March 12, 2012 / 10:53 PM / 7 years ago

FERC settlement with Constellation largest since 2005

HOUSTON (Reuters) - Constellation Energy Group Inc’s $245 million settlement with regulators over charges of power market manipulation includes the largest fine handed out by the Federal Energy Regulatory Commission since 2005, the agency said on Monday.

A unit of Baltimore-based Constellation Friday agreed to pay a civil penalty of $135 million, return $110 million in unjust profits and reassign four traders following a FERC investigation into manipulation of the New York wholesale power market from September 2007 to December 2008.

Constellation admitted no wrongdoing in the settlement, which paved the way for Monday’s completion of its $7.9 billion merger with Chicago-based Exelon Corp. The deal creates one of the largest U.S. power companies, with operations in 47 states and Canada.

Constellation has 10 days to pay the $135 million fine paid to the U.S. Treasury within 10 days of the settlement, FERC said, while the $110 million in disgorged profits will go into a fund to benefit electric customers in the affected regions.

“That’s nothing to sneeze at; it’s a really big number,” said Paul Patterson, an energy analyst with Glenrock Associates in New York.

The Energy Policy Act of 2005 significantly increased the penalties FERC can impose to $1 million per day per violation, up from $10,000 per day per violation.

The fine against Constellation dwarfs FERC’s $25 million fine related to the 2008 Florida blackout. Since 2007, FERC has issued $172 million in fines, excluding the Constellation fine, according to its website.

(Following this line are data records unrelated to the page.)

PR #183, opened 2020-05-19
fix: accept id and name props for Search component input field

### LINKED ISSUE #162: Search component should accept id, name props
Right now the Search component renders a label & input with hardcoded id and name attributes (`search-field` and `search`). It should be modified to accept props to define these instead, since the user will likely need full control over id and name attributes.

duncan-truss:
The Search component previously hardcoded the id and name attributes to 'search-field' and 'search', of the rendered input and label elements.

This adds `id` and `name` as props to the Search component allowing overriding of the default values.

Also updates the storybook documentation USWDS link to be correct.

Fixes #162

### DIFF
--- a/src/components/Search/Search.tsx
+++ b/src/components/Search/Search.tsx
@@ -8,6 +8,8 @@ import { TextInput } from '../forms/TextInput/TextInput'
 
 interface SearchInputProps {
   onSubmit: (event: React.FormEvent<HTMLFormElement>) => void
+  id?: string
+  name?: string
   big?: boolean
   small?: boolean
   label?: React.ReactNode
@@ -19,6 +21,8 @@ export const Search = (
 ): React.ReactElement => {
   const {
     onSubmit,
+    id = 'search-field',
+    name = 'search',
     big,
     small,
     label = 'Search',
@@ -41,10 +45,10 @@ export const Search = (
       role="search"
       search={true}
       {...formProps}>
-      <Label srOnly={true} htmlFor="search-field">
+      <Label srOnly={true} htmlFor={id}>
         {label}
       </Label>
-      <TextInput id="search-field" type="search" name="search" />
+      <TextInput id={id} type="search" name={name} />
       <Button type="submit">
         <span className={small ? 'usa-sr-only' : 'usa-search__submit-text'}>
           Search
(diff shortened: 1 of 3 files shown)


src/components/Search/Search.tsx
```diff
@@ -19,6 +21,8 @@ export const Search = (
 ): React.ReactElement => {
   const {
     onSubmit,
+    id = 'search-field',
```
haworku, line 24: Lets name this `inputId` since `id` is an existing HTML attribute that could be captured in`...formProps` and passed down to the `<form>` also.

yarn.lock
```diff
@@ -2404,16 +2404,6 @@
     regexpp "^3.0.0"
     tsutils "^3.17.1"
 
-"@typescript-eslint/experimental-utils@2.32.0":
-  version "2.32.0"
```
haworku, line 2408: Suggestion - delete the `yarn.lock` if you didn't change any dependencies in the PR. Maybe we need to make a separate PR to update `develop` but there's also a release in flight that will get merged back down ... hoping that will clear this out.

src/components/Search/Search.tsx
duncan-truss: Yep that occurred to me, thanks for the explanation.  Would `className` ever clash as well?

yarn.lock
duncan-truss: 👍 I'll revert it to what's on develop

trussworks-infra:
<table>
  <thead>
    <tr>
      <th width="50"></th>
    </tr>
  </thead>
  <tbody><tr>
      <td>:warning:</td>
      <td>

  </td>
    </tr>
  
<tr>
      <td>:warning:</td>
    </tr>
  </tbody>
</table>



<p align="right">
  Generated by :no_entry_sign: <a href="https://danger.systems/js">dangerJS</a> against 6c72a1cb834754a2ddcb626cc9af9106e5a9dc92
</p>

src/components/Search/Search.tsx
suzubara: since `className` is part of the destructure assignment, it won't be included in `formProps` so it should be fine. if it _wasn't_ destructured_ (and appended to the other classes using `classnames`) then yes, it could clash with the existing `className` prop, so it's important to handle that one specially :D

PR #4637, opened 2016-05-09
Metadata column column types and datasets

joshmoore:
This PR carries on from work by @emilroz  (PR 120) which makes it possible to specify the column types for OMERO.tables when using populate_metadata.py to parse the csv files and adds support for datasets and projects as the target object for a metadata table.


joshmoore:
Merging for IDR-0.0.5

atarkowska:
--rebased-to #5218

PR #4640, opened 2016-05-10
inline singly used test method

mtbc:
Inlines a short method that is used only once in integration tests. CI should remain green.

Suggested by https://github.com/openmicroscopy/openmicroscopy/pull/4634#issuecomment-217374147.


sbesson:
The LockTimeout failure from https://ci.openmicroscopy.org/view/Failing/job/OMERO-DEV-merge-integration-java/269/ is unrelated. Otherwise this change makes sense. Thanks.

PR #4642, opened 2016-05-10
Don't overwrite files with same names

dominikl:
See [Ticket 13223](https://trac.openmicroscopy.org/ome/ticket/13223), respectively point on Trello check list [Trac Tickets to consider](https://trello.com/c/ChsrJ25E/81-trac-tickets-to-consider).
**Test** workflow mentioned in ticket.

### DIFF
--- a/components/insight/SRC/org/openmicroscopy/shoola/agents/metadata/editor/AttachmentsTaskPaneUI.java
+++ b/components/insight/SRC/org/openmicroscopy/shoola/agents/metadata/editor/AttachmentsTaskPaneUI.java
@@ -66,9 +66,6 @@ public class AttachmentsTaskPaneUI extends AnnotationTaskPaneUI {
     /** Flag to indicate if the FileAnnotations should be selectable */
     private boolean selectable;
     
-    /** The collection of annotations to replace. */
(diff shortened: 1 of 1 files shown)


mtbc:
Now if I try to attach another local file of the same name then both end up attached to the image with their differing content preserved.

mtbc:
Attachment tooltip has useful information for figuring which is which.

mtbc:
@kennethgillen: Is the above behavior good with you? If so, then this PR is good to merge.

dominikl:
I think in Web it's the same behaviour, a new local file is just additionally attached not matter if a file with the same name already exists.

sbesson:
@kennethgillen: you okay with merging this?

kennethgillen:
👍  phenomenal folks. This is a big improvement. It'd be worth checking what the 'attached files' list shows now, as I seem to remember there was a listing of attached files available somewhere in one of the UIs. Perhaps multiple repetitions of the same filename? Not sure I remember where in the UIs I could see that, though.

mtbc:
Yes, the name is repeated: click the little widgety things for the attachments in the metadata pane.

PR #4643, opened 2016-05-10
do not have Pixels.sha1 values of "Foo"

mtbc:
Addresses https://trello.com/c/QrfLtInf/68-should-we-really-be-creating-the-value-foo-in-our-user-s-production-databases by *not* leaving "Foo" hashes in the pixels table. Neither old nor new images should have a `Pixels.sha1` of "Foo". For instance,
```
bin/omero hql "SELECT id FROM Pixels WHERE sha1 = 'Foo'"
```
should return no IDs. Supersedes #4608.


sbesson:
Failures in https://ci.openmicroscopy.org/view/Breaking/job/OMERO-DEV-breaking-integration-java/532/ are unrelated to this PR. Also looking at the integration DB

```
[hudson@ome-c6100-3 ~]$ psql -U omero OMERO-DEV-breaking-integration 
psql (9.3.11)
Type "help" for help.

OMERO-DEV-breaking-integration=# select count(*) from pixels where sha1 = 'Foo';
 count 
-------
     0
(1 row)

OMERO-DEV-breaking-integration=# select count(*) from pixels where sha1 = 'Pending...';
 count 
-------
   445
(1 row)
```

Removing `breaking` label for inclusion in merge builds.

sbesson:
```
OMERO-DEV-merge-deploy=# select count(*) from Pixels where Pixels.sha1='Foo';
 count 
-------
     0
(1 row)

OMERO-DEV-merge-deploy=# select count(*) from Pixels where Pixels.sha1='Pending...';
 count 
-------
  2184
(1 row)
```

sbesson:
And importing an image via the command-line using the `--skip all` option also creates an additional Pixels entry with a `Pending...` SHA1. Works as expected. Is there anything else that should be checked here @mtbc ?

mtbc:
No, not that I can think of.

PR #4647, opened 2016-05-11
have tooltip not add units to file size

mtbc:
Attach files to data in Insight. Check that when you hover over the filename in the metadata pane then the tooltip sensibly reports the file size. (It would previously use units like `KBkb`.)


gusferguson:
@mtbc 

Tested with OMERO.insight-5.3.0-m2-428-44a34b4-ice36-b310-mac on eel user-1 private-1

Attached files of xx KB x MB and xx.x MB from local disc.
Tooltips reported appropriate units on all.
Did note a slight discrepancy on one attachment - reported size = 33 MB - compared with size in Finder = 35.5 MB, but this is not significant and I presume due to different ways of calculating.

Good to merge.

main

PR #4648, opened 2016-05-11
index images by ROIs' folders

mtbc:
Testing: Put images' ROIs into folders then see if search in the graphical clients allows you to find those images by the folder names of their ROIs. This should be tested on both (i) a server upgraded from a previous DB and (ii) one whose DB is freshly generated from a `OMERO5.3DEV__5.sql` file. In both cases fiddle with the data however you like to see if the search results (after a brief update delay) keep track with your changes. The courageous may also wish to read through the diff, in which case I am happy to be on hand to explain anything. (The search results may omit images whose ROIs were in folders *before* the upgrade to this DB patch but for users coming from OMERO 5.2 that won't matter.)

This PR does *not* change the actual UI at all. That is for https://trello.com/c/hXo6uNA3/2-scoping-team-ui to consider for subsequent PRs.

Also fixes http://trac.openmicroscopy.org/ome/ticket/13221.


mtbc:
throw travis die again

pwalczysko:
We split testing with @dominikl 
 - PW does the two test in the top paragraph of the description (upgraded and non-upgraded DB search indexing checks)
 - @dominikl does the ticket testing and code review

mtbc:
(Note: could probably use `bin/omero obj` to switch the link for the ticket if that's preferred to `psql`.)

dominikl:
Ticket is fixed, tagged an image, searched for the tag -> image was found; changed the parent of the `ImageAnnotationLink` in the db to an other image, searched again, only the other image was found.

dominikl:
Code looks fine, too (although I'm not very familiar with the (re)indexing process) 👍

pwalczysko:
>... (i) a server upgraded from a previous DB

Tested on trout breaking. Both Insight and Web behave as expected.

pwalczysko:
>  (ii) one whose DB is freshly generated from a OMERO5.3DEV__5.sql file

Tested using Rundeck beluga server omero-markspr.... Both Insight and Web behave as expected.

pwalczysko:
In summary, this seems to be working well. Ready to merge.

sbesson:
Removed `breaking` for inclusion into the daily merge build.

joshmoore:
From my side, a further interesting test would be to apply one of the mega folderification scripts and then check how long it takes the indexer to catch up, which is another way of saying that the number of events produced for re-indexing are within reason.

mtbc:
Relisted accordingly. I'm optimistic: it reuses the same machinery that we added for making the annotation-triggered reindexing more reasonable.

joshmoore:
@mtbc : I don't foresee any particular issues either, but it was the mega addition/deletion of map annotations which pointed to gh-4273

mtbc:
Absolutely: it was your work on this kind of thing that caused me to write "we". :+1:

mtbc:
@sbesson: Can you suggest a good / easy source of good data? I figure if we have a large plate with plenty of ROIs or something, then one can run folderize on that, watch the Indexer log, then delete it and watch the log some more?

sbesson:
Regarding performance testing, along the same lines as https://github.com/openmicroscopy/bioformats/pull/2338#issuecomment-219687452, I wonder if this all does not call us towards a round of testing at scale as we are nearing 5.3.0-m3.
For immediate testing, would fake HCS images with regions be sufficient @mtbc ?

mtbc:
Ah yes, your work on the fake reader, excellent. I'm sure it would be. I *knew* you knew the answer, I just couldn't remember what it was!

pwalczysko:
Imported ``HCSanalysis&plates=1&plateRows=16&plateCols=24&rectangles=100.fake`` to eel merge user-4. Then ran ``folderize-objects.py`` in its original form on the resulting plate. The script took 2 minutes approx. The output of indiexer log see below. Verified the indexing via webclient search as well as via sql. I have the feeling that the indexing was actually faster than reported below (238381 ms). The script finished about 13:37 (to compare with the appearance of the line below, 13:41).

```
2016-05-18 13:41:07,483 INFO  [   ome.services.fulltext.FullTextIndexer] (2-thread-3) INDEXED  385 objects in batch#16467  [ 238381 ms.]  ~100% done (4718263 of 4718263)
2016-05-18 13:41:07,538 ERROR [        ome.services.util.ServiceHandler] (2-thread-3) Method interface ome.services.util.Executor$Work.doWork invocation took 238440
```

pwalczysko:
Note that there is the word ``ERROR`` in the output on the second line https://github.com/openmicroscopy/openmicroscopy/pull/4648#issuecomment-220016516 - something to worry about @joshmoore ?

joshmoore:
4 minutes for the Indexer is not particularly bad, I'd think. We should likely update the default here.

mtbc:
@joshmoore: Anything more you'd want to check, while today's eel has the logs, etc.?

joshmoore:
Sorry I missed this notification. No, in general if the searcher clearly moved on to other work, then :+1:

sbesson:
Having looked at the Indexer WARN/ERROR logic, it looks like the configuration properties defined in https://github.com/openmicroscopy/openmicroscopy/blob/v5.3.0-m2/etc/omero.properties#L647 are never passed to the Indexer `server-template` (they were hardcoded prior to https://github.com/openmicroscopy/openmicroscopy/pull/2846) so at the moment the Indexer service is using the default `omero.throttling.method_time.{error,warn}` values .

sbesson:
Assuming the indexer RFEs gets carded independently, merging this DB change.

pwalczysko:
Filed https://trac.openmicroscopy.org/ome/ticket/13235#ticket

PR #4649, opened 2016-05-11
Adding Mask to OmeroReader

dgault:
Adding storeOmeroMask function to OmeroReader to test Mask BinData integration.


sbesson:
See https://github.com/openmicroscopy/bioformats/pull/2319#issuecomment-219007029 for the export testing. Merging.

PR #4651, opened 2016-05-11
cecog cleanup

jburel:
Remove cecog

Make sure that all ref have been removed.
Not much to test
No mention in the doc/scripts.


sbesson:
Is it preferable to drop immediately or should we go through a 5.3.0 deprecation and remove it in the following breaking version?

jburel:
It was not be used since 4.1 
Some scripts like "Run_cecog.py" no longer exists

Same applies for flim so I don't think it is necessary.

jburel:
The ```cecog``` work was initially introduced when @will-moore was working on em data few years ago

sbesson:
The CLI plugin removal is sensible for all the reasons you mention above. Similar to other deprecation strategies, we could even consider filtering it into a separate unmaintained repository. For the other method, we assume no one would have been relying on the `script_utils.uploadCecogObjectDetails` API. Do we know of anyone who consumed this work ?

jburel:
At the time, only @will-moore used it, maybe ingvard?
but that was a long time ago

will-moore:
As I remember @joshmoore added this mostly as a prototype when we were discussing Cecog integration, but it is not related to EM work. Don't know that it was ever used by anyone outside our group.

Of the $110 million in unjust profits, $78 million will go to the New York Independent System Operator. The New England grid agency will get $20 million and PJM will get $6 million.

In addition, $6 million will be divided equally among the grid agencies in New York, New England, PJM, the Midwest ISO, the Southwest Power Pool and the California ISO to be used to improve market surveillance capability.

In the agreement, FERC said its Office of Enforcement found that Constellation Energy Commodities Group traders violated rules prohibiting power market manipulation and submission of inaccurate information to any grid agency.

In a separate statement, the New York grid operator said its market monitor in 2008 first identified trading activity in its “virtual” trading markets by Constellation that led to consistent losses and caused a divergence in New York’s day-ahead and real-time prices, “the opposite of what should happen when virtual trading works properly,” the ISO said.

After New York moved to restrict Constellation trading in the virtual market, FERC launched an investigation to determine if Constellation’s trading activity would have benefited its financial positions in the “contract for differences” market which is outside the New York ISO’s view.

FERC said Constellation’s own training materials said traders should not take losses to boost profits in a different market, saying that regulators would consider such activity market manipulation.

Constellation said it still did not believe that its practices violated rules, but agreed to the consent stipulation in order to end the investigation and move on with the merger.

“We believe Constellation’s trading practices in question were lawful portfolio risk management transactions,” said Mayo Shattuck, Constellation chief executive who became executive chairman of Exelon with the merger.

“Even so, these practices do not reflect Constellation’s trading operations today, nor in the future,” Shattuck said in a statement.

Constellation agreed to remove four traders from any jobs involving wholesale energy trading, take additional steps to improve its compliance program to “more clearly demonstrate the risk management purposes of its transactions” and retain written and phone records for five years.